# [WHAT IS EXPECTED]
Across the whole listing, find how many lines contain "from", then write that number and nothing else.

*** RECORDS TO PROCESS ***

PR #284, opened 2024-02-20
Keydata testsuite minor refactors and improvements and hashAlg

sespiros:
This addresses:
- keyDataLegacyTestBase not used from https://github.com/snapcore/secboot/pull/265#discussion_r1450626357
- use DecodeHexString from https://github.com/snapcore/secboot/pull/265#discussion_r1487572075

Also makes hashAlg public as it will be used in a follow-up PR which will slightly rework the mockPlatformKeyDataHandler to use GCM and associated data to check expected values.

### DIFF
--- a/keydata.go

*** End of RECORDS TO PROCESS ***

# [THE COMPLETED TASK]
2